There are a few options you might consider... at a basic level, things like the chi square tests and confidence intervals above are fine. Another option that's more complex, and may or may not be what you want to do, is to take the 800 individuals in the first study, and instead of asking whether your respondents differ from all 800 of them, pick a subset of them who are most "like" your respondents -- e.g., matched for their age, ethnicity, income level, education level, geography, etc. -- and then see if the matched individuals differ from your 40 individuals. The advantage of this is that you can, to some extent, control for these various influences that might be in contention with your proposed mechanism of change (the recession). There's a lot of good (and free) software to do that. <R> has a package for it.

### Staff Member

Joined:
Apr 2, 2008
Location:
UK
#14
Thanks for all your answers, I have a lot of research on this ahead of me. The chi-squares look promising, Just got to remember how to work them out, it's been along time.

15. ### Don't panic macrumors 603

Joined:
Jan 30, 2004
Location:
having a drink at Milliways
#15
i agree on the chi-square for this situation.

what you likely won't be able to do is correlate answers, if the test had multiple questions.

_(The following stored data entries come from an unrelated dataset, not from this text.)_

PR #52172, opened 2023-10-19
[Serializer] Fix denormalizing empty string into `object|null` parameter

Jeroeny:
| Q             | A
| ------------- | ---
| Branch?       | 5.4
| Bug fix?      | yes
| New feature?  | no
| Deprecations? | no
| License       | MIT

> In XML and CSV all basic datatypes are represented as strings

The `AbstractObjectNormalizer` handles this for bool, int and float types. But if a parameter is typed `Object|null`, a serialization and then deserialization will fail. 

This will throw: 

```php
final class Xml
{
    public function __construct(public Uuid|null $element = null)
    {
    }
}

$test = new Xml(null);
$serialized = $this->serializer->serialize($test, XmlEncoder::FORMAT);
$deserialized = $this->serializer->deserialize($serialized, Xml::class, XmlEncoder::FORMAT);
```

```
  [Symfony\Component\Serializer\Exception\NotNormalizableValueException]       
  The data is not a valid "Symfony\Component\Uid\Uuid" string representation.  
```

Reproducer: https://github.com/Jeroeny/reproduce/blob/xmlnull/src/Test.php

### DIFF
--- a/src/Symfony/Component/Serializer/Normalizer/AbstractObjectNormalizer.php
+++ b/src/Symfony/Component/Serializer/Normalizer/AbstractObjectNormalizer.php
@@ -467,8 +467,10 @@ abstract class AbstractObjectNormalizer extends AbstractNormalizer
     {
         $expectedTypes = [];
         $isUnionType = \count($types) > 1;
+        $e = null;
         $extraAttributesException = null;
         $missingConstructorArgumentException = null;
+        $isNullable = false;
         foreach ($types as $type) {
             if (null === $data && $type->isNullable()) {
                 return null;
@@ -491,18 +493,22 @@ abstract class AbstractObjectNormalizer extends AbstractNormalizer
                 // In XML and CSV all basic datatypes are represented as strings, it is e.g. not possible to determine,
                 // if a value is meant to be a string, float, int or a boolean value from the serialized representation.
                 // That's why we have to transform the values, if one of these non-string basic datatypes is expected.
+                $builtinType = $type->getBuiltinType();
                 if (\is_string($data) && (XmlEncoder::FORMAT === $format || CsvEncoder::FORMAT === $format)) {
                     if ('' === $data) {
-                        if (Type::BUILTIN_TYPE_ARRAY === $builtinType = $type->getBuiltinType()) {
+                        if (Type::BUILTIN_TYPE_ARRAY === $builtinType) {
                             return [];
                         }
 
-                        if ($type->isNullable() && \in_array($builtinType, [Type::BUILTIN_TYPE_BOOL, Type::BUILTIN_TYPE_INT, Type::BUILTIN_TYPE_FLOAT], true)) {
-                            return null;
+                        if (Type::BUILTIN_TYPE_STRING === $builtinType) {
+                            return '';
                         }
+
+                        // Don't return null yet because Object-types that come first may accept empty-string too
+                        $isNullable = $isNullable ?: $type->isNullable();
                     }
 
-                    switch ($builtinType ?? $type->getBuiltinType()) {
+                    switch ($builtinType) {
                         case Type::BUILTIN_TYPE_BOOL:
                             // according to https://www.w3.org/TR/xmlschema-2/#boolean, valid representations are "false", "true", "0" and "1"
                             if ('false' === $data || '0' === $data) {
@@ -603,11 +609,11 @@ abstract class AbstractObjectNormalizer extends AbstractNormalizer
                     return $data;
                 }
             } catch (NotNormalizableValueException $e) {
-                if (!$isUnionType) {
+                if (!$isUnionType && !$isNullable) {
                     throw $e;
                 }
             } catch (ExtraAttributesException $e) {
-                if (!$isUnionType) {
+                if (!$isUnionType && !$isNullable) {
                     throw $e;
                 }
 
@@ -615,7 +621,7 @@ abstract class AbstractObjectNormalizer extends AbstractNormalizer
                     $extraAttributesException = $e;
                 }
             } catch (MissingConstructorArgumentsException $e) {
-                if (!$isUnionType) {
+                if (!$isUnionType && !$isNullable) {
                     throw $e;
                 }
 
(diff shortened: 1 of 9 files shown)


OskarStark:
Looks like a bugfix to me, in this case 🎯 `6.3`, but let's wait for advice of @nicolas-grekas

nicolas-grekas:
This would need tests for sure. But I'm no expert in the Serializer component so I'd appreciate if someone more familiar with it could review.

Jeroeny:
I've added tests. I also discovered that `$builtinType` isn't reset in the for-loop in some cases. Which means a `Object|bool` type wouldn't hit this switch-case: https://github.com/symfony/symfony/blob/6.4/src/Symfony/Component/Serializer/Normalizer/AbstractObjectNormalizer.php#L471 (The added tests also cover this).

Jeroeny:
Another interesting failure scenario:

```php
// this fails
$this->serializer->denormalize(['element' => '0'], Example::class, context: [AbstractObjectNormalizer::DISABLE_TYPE_ENFORCEMENT => true]);

class Example {
    public function __construct(public Args|int $element) {}
}

class Args {
    public function __construct(public Uuid $nested, private string $test)
}

//  [Symfony\Component\Serializer\Exception\MissingConstructorArgumentsException]
//  Cannot create an instance of "App\Args" from serialized data because its constructor requires the following parameters to be present : "$nested", "$test".

// whereas this returns an instance succesfully
$this->serializer->denormalize(['element' => '0'], Test::class, context: [AbstractObjectNormalizer::DISABLE_TYPE_ENFORCEMENT => true]);

class Test {
    public function __construct(public Uuid|int $element)
}
```

Because the first denormalization throws `MissingConstructorArgumentsException`, which goes before the return on `DISABLE_TYPE_ENFORCEMENT`.
The second throws `NotNormalizableValueException`, but is caught and will return `0` because of `DISABLE_TYPE_ENFORCEMENT`.

I'm not sure what the reasoning was here or if this is actually not intended.

It could be fixed by adding `$hasTypeMismatch = $builtinType !== Type::BUILTIN_TYPE_OBJECT` here:
https://github.com/symfony/symfony/blob/6.4/src/Symfony/Component/Serializer/Normalizer/AbstractObjectNormalizer.php#L565. To establish that it did not throw for at least one of the `$types`.  
And the later using that to return before `MissingConstructorArgumentsException`. (Or always return before that exception when DISABLE_TYPE_ENFORCEMENT is true?)

src/Symfony/Component/Serializer/Tests/SerializerTest.php
```diff
@@ -842,6 +847,44 @@ public function testTrueBuiltInTypes()
         $this->assertEquals(new TrueBuiltInDummy(), $actual);
     }
 
+    public function testDeserializeUntypedFormat()
```
mtarld, line 826: Is it really needed to test the whole deserialization instead of only the denormalization?

If yes, the test might be located in the `AbstractObjectNormalizerTest`

src/Symfony/Component/Serializer/Normalizer/AbstractObjectNormalizer.php
```diff
@@ -456,9 +456,10 @@ private function validateAndDenormalize(array $types, string $currentClass, stri
                 // In XML and CSV all basic datatypes are represented as strings, it is e.g. not possible to determine,
                 // if a value is meant to be a string, float, int or a boolean value from the serialized representation.
                 // That's why we have to transform the values, if one of these non-string basic datatypes is expected.
+                $builtinType = $type->getBuiltinType();
                 if (\is_string($data) && (XmlEncoder::FORMAT === $format || CsvEncoder::FORMAT === $format)) {
                     if ('' === $data) {
-                        if (Type::BUILTIN_TYPE_ARRAY === $builtinType = $type->getBuiltinType()) {
+                        if (Type::BUILTIN_TYPE_ARRAY === $builtinType) {
                             return [];
                         }
```
mtarld, line 502: What about only replacing
```php
if ($type->isNullable() && \in_array($builtinType, [Type::BUILTIN_TYPE_BOOL, Type::BUILTIN_TYPE_INT, Type::BUILTIN_TYPE_FLOAT], true)) {
    return null;
}
```
by
```php
if ($type->isNullable() && Type::BUILTIN_TYPE_STRING === $builtinType) {
    return '';
}

if ($type->isNullable()) {
    return null;
}
```
instead?

This will simplify a lot the patch.

mtarld (changes requested):

nicolas-grekas:
Let's resume this one? Is this a bugfix as it's documented in the PR description? If yes can you please target the lowest affected branch?

Jeroeny:
Applied feedback and targeting `6.3`

nicolas-grekas:
Isn't 5.4 affected also?

Jeroeny:
Eh yes, I was looking into the wrong part when checking that branch. Now based on 5.4.

nicolas-grekas:
Parse error on PHP 7.2 ;)

src/Symfony/Component/Serializer/Normalizer/AbstractObjectNormalizer.php
Jeroeny: That's not possible, because it needs to `return null` only when other options fail (like an object that accepts empty string as denormalization data). I've added `testDenormalizeUntypedStringObject` to test against this.

Jeroeny:
Serializer tests are ok now

src/Symfony/Component/Serializer/Normalizer/AbstractObjectNormalizer.php
```diff
@@ -623,6 +632,10 @@ private function validateAndDenormalize(array $types, string $currentClass, stri
             throw $missingConstructorArgumentException;
         }
 
+        if (!$isUnionType && isset($e)) {
```
nicolas-grekas: better set $e = null before than using isset

Jeroeny: Agreed, fixed

nicolas-grekas:
(rebase needed ;) )

nicolas-grekas:
Thank you @Jeroeny.

PR #52179, opened 2023-10-19
[CI] Add step to verify `symfony/deprecation-contracts` requirements

fancyweb:
| Q             | A
| ------------- | ---
| Branch?       | 5.4
| Bug fix?      | no
| New feature?  | no
| Deprecations? | no
| Tickets       | -
| License       | MIT

Screenshot from 2023-10-19 19-23-01

### DIFF
--- a/.github/workflows/package-tests.yml
+++ b/.github/workflows/package-tests.yml
@@ -101,3 +101,43 @@ jobs:
           done
 
           exit $ok
+      - name: Verify symfony/deprecation-contracts requirements
+        run: |
+          set +e
+
+          ok=0
+          json='${{ steps.find-packages.outputs.packages }}'
+          for package in $(echo "${json}" | jq -r '.[] | @base64'); do
+              _jq() {
+                echo ${package} | base64 --decode | jq -r ${1}
+              }
+
+              NAME=$(_jq '.name')
+              if [[ $NAME = 'symfony/deprecation-contracts' || $NAME = 'symfony/contracts' ]]; then
+                continue
+              fi
+
+              echo "::group::$NAME"
+              DIR=$(_jq '.directory')
+              localExit=0
+              grep -rq 'trigger_deprecation(' --include=*.php --exclude-dir=Tests/ --exclude-dir=Bridge/ $DIR
+              triggersDeprecation=$?
+              if [[ $triggersDeprecation -eq 0 && $(_jq '.requires_deprecation_contracts') == false ]]; then
+                errorMessage="::error::$NAME does not require symfony/deprecation-contracts but triggers at least one deprecation"
+                localExit=1
+              elif [[ $triggersDeprecation -eq 1 && $(_jq '.requires_deprecation_contracts') == true ]]; then
+                errorMessage="::error::$NAME requires symfony/deprecation-contracts but does not trigger any deprecation"
+                localExit=1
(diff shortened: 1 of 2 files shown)


.github/workflows/package-tests.yml
```diff
@@ -100,4 +100,41 @@ jobs:
...
+          ok=0
+
+          json='${{ steps.find-packages.outputs.packages }}'
+          for package in $(echo "${json}" | jq -r '.[] | @base64'); do
+              _jq() {
+                echo ${package} | base64 --decode | jq -r ${1}
+              }
+
+              NAME=$(_jq '.name')
+              if [[ $NAME = 'symfony/deprecation-contracts' || $NAME = 'symfony/contracts' ]]; then
```
fancyweb, line 116: Those two don't require it but they always have it

.github/workflows/package-tests.yml
```diff
@@ -100,4 +100,41 @@ jobs:
...
+                continue
+              fi
+
+              echo "::group::$NAME"
+              DIR=$(_jq '.directory')
+              localExit=0
+              grep -rq 'trigger_deprecation(' --include=*.php --exclude-dir=Tests/ --exclude-dir=Bridge/ $DIR
```
fancyweb, line 123: We exclude tests and component bridges that are in the root component code but that are released as separate packages

.github/workflows/package-tests.yml
```diff
@@ -100,4 +100,41 @@ jobs:
...
+              triggersDeprecation=$?
+              if [[ $triggersDeprecation -eq 0 && $(_jq '.requires_deprecation_contracts') == false ]]; then
```
fancyweb, line 125: if there is at least one trigger_deprecation( match and the dep is not required -> fail

.github/workflows/package-tests.yml
```diff
@@ -100,4 +100,41 @@ jobs:
...
+                localExit=1
+              elif [[ $triggersDeprecation -eq 1 && $(_jq '.requires_deprecation_contracts') == true ]]; then
```
fancyweb, line 128: if there no trigger_deprecation( match and the dep is required -> fail

fancyweb:
There will probably be false positives one day but it currently works for every maintained branch.

.github/workflows/package-tests.yml
```diff
@@ -100,4 +100,41 @@ jobs:
...
+                localExit=1
+              elif [[ $triggersDeprecation -ne 0 && $triggersDeprecation -ne 1 ]]; then
+                echo "::error::grep failed"
+                exit 2
+              fi
+
+              ok=$(( $localExit || $ok ))
+              echo ::endgroup::
+              if [ $localExit -ne 0 ]; then
+                echo "::error::$NAME failed"
```
stof: I would rather echo separate messages in the 2 failure cases, which allow to be more precise about why they fail (missing requirement vs useless requirement)

OskarStark:
Maybe a dumb question, but couldn't we use composer-unused for this task? 

cc @icanhazstring

stof:
@OskarStark not for the part about missing the necessary requirement (which is the most important part of this PR)

stof (approved):

OskarStark:
Ah yes, you are right the other way around would be [ComposerRequireChecker ](https://github.com/maglnet/ComposerRequireChecker)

16. ### Rodimus Prime macrumors G4

Joined:
Oct 9, 2006
#16
you can compare the results. Just break them down into into a percetages and you can compare them directly and since group B is larger than 30 no need to mess with the small sample size conversion.

It has been a while since I have taken statistics but your problem is a basic statistics problem. Now I do not remember how do what you need to have done but I do know it can be done and I remember doing it multiple times during my statistics classes.